Retype the full set of data, character for character.

Input data section start

Issue #718, opened 2025-06-01
MigrateWebMvcTagsToObservationConvention Recipe crashes


123Haynes:
## What version of OpenRewrite are you using?
I am using

- OpenRewrite v8.54.0
- Maven/Gradle plugin v6.10.0
- rewrite-spring v6.8.2

## How are you running OpenRewrite?

I am using the Maven plugin, and my project is a single module project.
```xml
            <plugin>
                <groupId>org.openrewrite.maven</groupId>
                <artifactId>rewrite-maven-plugin</artifactId>
                <version>6.10.0</version>
                <configuration>
                    <exportDatatables>true</exportDatatables>
                    <activeRecipes>
                        <recipe>org.openrewrite.java.spring.boot3.MigrateWebMvcTagsToObservationConvention</recipe>
                    </activeRecipes>
                </configuration>
                <dependencies>
                    <dependency>
                        <groupId>org.openrewrite.recipe</groupId>
                        <artifactId>rewrite-spring</artifactId>
                        <version>6.8.2</version>
                    </dependency>
                </dependencies>
            </plugin>
```

## What is the smallest, simplest way to reproduce the problem?

```java
import javax.servlet.http.HttpServletRequest;
import javax.servlet.http.HttpServletResponse;

import org.springframework.boot.actuate.metrics.web.servlet.WebMvcTagsProvider;

import io.micrometer.core.instrument.Tag;
import io.micrometer.core.instrument.Tags;
import lombok.AllArgsConstructor;

@AllArgsConstructor
public class WebMvcExample implements WebMvcTagsProvider {

    /**
     * Instance of {@link WebMvcTagsProvider}.
     */
    private final WebMvcTagsProvider webMvcTagsProvider;

    @Override
    public Iterable<Tag> getTags(final HttpServletRequest request, final HttpServletResponse response, final Object handler, final Throwable exception) {
        return Tags.of(webMvcTagsProvider.getTags(request, response, handler, exception)).and("ABC", "ABC");
    }

    @Override
    public Iterable<Tag> getLongRequestTags(final HttpServletRequest request, final Object handler) {
        return Tags.of(webMvcTagsProvider.getLongRequestTags(request, handler)).and("ABC", "ABC");
    }
}
```

## What did you expect to see?

I expect to either see the working migration or that nothing changes and openrewrite continues to the next recipe.

## What did you see instead?

Openrewrite logs an exception and ends without applying any migrations.

[...]

PR #720, opened 2025-06-02
Added a precondition to MigrateWebMvcTagsToObservationConvention

123Haynes:
## What's changed?
Currently the recipe only supports classes that don't declare the getLongRequestTags method.
The recipe will now safely back off instead of crashing if that method exists.

## What's your motivation?
For now, prevent the recipe from crashing if it can't handle the existing code.
Partly adresses https://github.com/openrewrite/rewrite-spring/issues/718

I considered changeing the recipe to also handle `getLongRequestTags` and handle `.and(..)` in the fluent api.  
However I'm still pretty new at writing java recipes and it would probably take me quite a while.  
So for now I've taken the simplest route to at least avoid crashing the process if the recipe can't handle the existing code.

### Checklist


timtebeek (approved):
Thanks for the quick workaround here to back off from making incorrect changes.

Input data section end

**Exercise solution:**
Issue #718, opened 2025-06-01
MigrateWebMvcTagsToObservationConvention Recipe crashes


123Haynes:
## What version of OpenRewrite are you using?
I am using

- OpenRewrite v8.54.0
- Maven/Gradle plugin v6.10.0
- rewrite-spring v6.8.2

## How are you running OpenRewrite?

I am using the Maven plugin, and my project is a single module project.
```xml
            <plugin>
                <groupId>org.openrewrite.maven</groupId>
                <artifactId>rewrite-maven-plugin</artifactId>
                <version>6.10.0</version>
                <configuration>
                    <exportDatatables>true</exportDatatables>
                    <activeRecipes>
                        <recipe>org.openrewrite.java.spring.boot3.MigrateWebMvcTagsToObservationConvention</recipe>
                    </activeRecipes>
                </configuration>
                <dependencies>
                    <dependency>
                        <groupId>org.openrewrite.recipe</groupId>
                        <artifactId>rewrite-spring</artifactId>
                        <version>6.8.2</version>
                    </dependency>
                </dependencies>
            </plugin>
```

## What is the smallest, simplest way to reproduce the problem?

```java
import javax.servlet.http.HttpServletRequest;
import javax.servlet.http.HttpServletResponse;

import org.springframework.boot.actuate.metrics.web.servlet.WebMvcTagsProvider;

import io.micrometer.core.instrument.Tag;
import io.micrometer.core.instrument.Tags;
import lombok.AllArgsConstructor;

@AllArgsConstructor
public class WebMvcExample implements WebMvcTagsProvider {

    /**
     * Instance of {@link WebMvcTagsProvider}.
     */
    private final WebMvcTagsProvider webMvcTagsProvider;

    @Override
    public Iterable<Tag> getTags(final HttpServletRequest request, final HttpServletResponse response, final Object handler, final Throwable exception) {
        return Tags.of(webMvcTagsProvider.getTags(request, response, handler, exception)).and("ABC", "ABC");
    }

    @Override
    public Iterable<Tag> getLongRequestTags(final HttpServletRequest request, final Object handler) {
        return Tags.of(webMvcTagsProvider.getLongRequestTags(request, handler)).and("ABC", "ABC");
    }
}
```

## What did you expect to see?

I expect to either see the working migration or that nothing changes and openrewrite continues to the next recipe.

## What did you see instead?

Openrewrite logs an exception and ends without applying any migrations.

[...]

PR #720, opened 2025-06-02
Added a precondition to MigrateWebMvcTagsToObservationConvention

123Haynes:
## What's changed?
Currently the recipe only supports classes that don't declare the getLongRequestTags method.
The recipe will now safely back off instead of crashing if that method exists.

## What's your motivation?
For now, prevent the recipe from crashing if it can't handle the existing code.
Partly adresses https://github.com/openrewrite/rewrite-spring/issues/718

I considered changeing the recipe to also handle `getLongRequestTags` and handle `.and(..)` in the fluent api.  
However I'm still pretty new at writing java recipes and it would probably take me quite a while.  
So for now I've taken the simplest route to at least avoid crashing the process if the recipe can't handle the existing code.

### Checklist


timtebeek (approved):
Thanks for the quick workaround here to back off from making incorrect changes.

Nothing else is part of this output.